### Exercise
When a line of the entries contains "makes", please list that line.

### Information supplied
PR #1264, opened 2025-09-05
[a11y] Search box screenreader support

jleedev:
Use specific tags and roles: The search input is a [combobox], the results are a list.

When selecting the search results, use the ariaActiveDescendantElement property to cause the screen reader to highlight/announce the item. This is a very new property, but it should gracefully degrade as we are only assigning to it.

image

[combobox]: https://developer.mozilla.org/en-US/docs/Web/Accessibility/ARIA/Reference/Roles/combobox_role


jleedev:
For what it's worth: MediaWiki uses the `aria-active-descendant` content attribute for this, which has broad support and merely requires adding an `id` to each item.

ZeLonewolf:
Great initiative! Can you recommend a method to test this?

jleedev:
Well, ChromeOS has a handy Ctrl+Alt+Z shortcut to make it start yelling everything :)

Chrome and Firefox have an accessibility inspector in the devtools, but it's pretty low level and it's not obvious. They can also find issues, though -- fixed some.

Some issues:
- On MediaWiki, one can swipe left and right to advance through the list items, while on this code it selects pieces of the results. So that could be better.
- Also on MediaWiki, hovering on the results makes them active, which is probably a good idea. Improving the focus state of the dropdown would be another enhancement in its own right.

In fact, adding the correct `listbox` and `option` role to the list and items respectively seems to have fixed that first issue -- we now swipe through the whole item.

Anyway, with ChromeVox (on ChromeOS) and TalkBack (on Android) it seems to work as expected (given my very limited experience with using the screen reader).

For any other platform, I suppose things to check are:
- When using the up and down arrow keys, the highlighted item should also display the focus ring and be spoken.
- Some sort of "next" and "previous" actions should equivalently point at each item in the list in turn. This in fact seems to be pretty hard, I note that MediaWiki doesn't make that work when using the touchscreen on ChromeOS, it just loses focus and the list disappears.

image

jleedev:
In short:

- Tool: Chrome devtools (Lighthouse), Firefox devtools, online validators.
- Read: This article <https://web.dev/articles/how-to-review>, MDN <https://developer.mozilla.org/en-US/docs/Web/Accessibility/ARIA/Reference/Roles/combobox_role>, the WAI-ARIA spec <https://w3c.github.io/aria/#combobox>. (Oh goody, there's a saga specifically about whether the combobox works <https://github.com/w3c/aria/blob/main/documentation/archive/1.2/Resolving%20ARIA%201.1%20Combobox%20Issues.md>).
- Test: With some screenreader and some browser

Known issues here:
- Pointing the mouse at the list items ought to highlight them as well.
- Use the content attribute with an id instead of the DOM property for broader support.
- Pressing Tab focuses the compass button, which is entirely fine except the popup should then hide itself.

ZeLonewolf (approved):
Works as expected. Tested with Chrome/Ubuntu screen reader (Super+Alt+S mode)

PR #1269, opened 2025-09-17
Add shield for Juan Bautista de Anza National Historic Trail Auto Tour Route

quincylvania:
Re: #1101

I spent some time trying to abstract this but there are too many elements for something to look readable. I ended up just leaving it pretty much as-is in order to match the signage.

Screenshot 2025-09-16 at 8 33 02 PM

IMG_2164-3486334161


quincylvania:
One potential issue here is that the NHT shield is noticeably larger than the California state route shield despite their similar shapes. The big difference is that the NHT shield has a black border around the white border (aligned with the other shields in the `US:NHT` network). Wondering if we need some standardization here, especially if we support dark mode eventually.

1ec5:
I think the black border is important for definition, since the background inside the white border is often a light color, as in this case. If the black border is too prominent, we could change it to a shade of the background, similar to navy I chose to match the sky blue background in https://github.com/osm-americana/openstreetmap-americana/pull/576#issuecomment-1328169412.

quincylvania:
I'm fine with the black border. I guess I'm wondering if every white-bordered shield in Americana should also have a dark outline (though maybe not a full pixel width). I think Apple Maps does this. This would be a larger discussion though.

1ec5:
Indeed, that is what Apple Maps does, but it’s a bit heavy on shields with dark backgrounds, like the Interstate and California state route shields. Others like Bing have previously gone with a background-matching outline on all their shields. Maybe we could explore a more neutral gray. 🤔

1ec5 (approved):

PR #1271, opened 2025-09-23
Make low-zoom highways use OpenMapTiles defaults

ZeLonewolf:
This PR does the following:
- Adds z4 trunk roads in OpenMapTiles to render, with the same style as motorway
- Remove the road layer opacity block, which was not used/necessary
- Simplify the fill color logic for trunk roads
- Remove toll selectors for zooms <9 where toll attributes aren't in the underlying tiles

Before:
image

After:
image


adamfranco:
Not sure if it's appropriate for this issue or a new one, but now that low-zoom trunks in the Trans-Canada highway are being displayed at z4, the brightness of the red for trunk looks more impactful than the motorway color:
Screenshot 2025-09-23 at 2 16 50 PM

at z5 the extra width of motorways makes them closer in terms of visual impact
Screenshot 2025-09-23 at 2 19 46 PM

and by z6 motorways look much more impactful.
Screenshot 2025-09-23 at 2 20 49 PM

The reason I mention this is that maybe the opacity lines that were removed maybe need to stay, but have the opacity gradient changed to not completely eliminate roads.

adamfranco:
This is looking quite good, with one little potential issue.

Right at z4, the trunks are super faint: https://preview.americanamap.org/pr/1271/#map=4/43.59/-92.5\
Screenshot 2025-09-28 at 7 18 16 PM

By z4.5 they are reasonably visible: https://preview.americanamap.org/pr/1271/#map=4.49/45.65/-91.07
Screenshot 2025-09-28 at 7 21 53 PM

Is that the behavior you are intending?

ZeLonewolf:
Ugh, looks like I regressed something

### Expected answer
- Also on MediaWiki, hovering on the results makes them active, which is probably a good idea. Improving the focus state of the dropdown would be another enhancement in its own right.
at z5 the extra width of motorways makes them closer in terms of visual impact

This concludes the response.